1D_to_2D_Comparison.nb: Extends the model from 1D to 2D and confirms consistency.

2D_Single_Swimmer.nb: A clean implementation of a single swimmer in a 2D environment.

2D_Two_Swimmers_Base.nb: Implements the base model for two interacting swimmers in 2D.

2D_Two_Swimmers_Interaction_Analysis.nb: Analyzes the interaction between two swimmers as a function of distance and phase.

Synergistic_Configuration_Analysis.nb: Investigates configurations and parameters that lead to constructive interference (increased speed).

Antagonistic_Configuration_Analysis.nb: Investigates configurations and parameters that lead to destructive interference (decreased speed).
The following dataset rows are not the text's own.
PR #916, opened 2023-10-26
Add goodhousekeeping.com

jpts:
Add [GoodHousekeeping](https://www.goodhousekeeping.com/food-recipes/) magazine website as recipe scraper.

Also bumped the version of some of the linters to fix some errors I was getting.


recipe_scrapers/goodhousekeeping.py
```diff
@@ -0,0 +1,93 @@
...
+
+        return "\n".join(
+            [
+                re.sub(r"Step \d", "", normalize_string(instruction.get_text())).strip()
+                for instruction in instructions
+            ]
+        )
+
+    def ratings(self):
+        return ""
```
jayaddison, line 68: Hi @jpts - thank you for contributing!  I'm starting some code review now and will leave a few comments.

Python_Swimmer_Model.ipynb: A Python implementation of the swimmer model.

Python_Data_Analysis.ipynb: Further analysis and visualization of the simulation data using Python.

The simulations revealed a rich set of interaction dynamics:

Distance Dependence: The interaction strength follows various power laws depending on the distance between swimmers, with a prominent inverse square dependence in the mid-range.

Phase & Configuration: The relative phase of the swimmers' strokes and their geometric configuration (e.g., parallel, perpendicular) are critical, determining whether the interaction is helpful (synergistic) or harmful (antagonistic).

Mass Amplifies Interaction: Increased mass does not simply increase a swimmer's speed but rather amplifies the strength of the interaction, whether it is positive or negative. In optimal setups, swimmers can more than septuple their speed, while in the worst cases, they can be brought to a near-complete stop.

Mathematica: The .nb files can be run using Wolfram Mathematica.

Jupyter: The .ipynb files require Python with libraries such as numpy, matplotlib, and jupyter.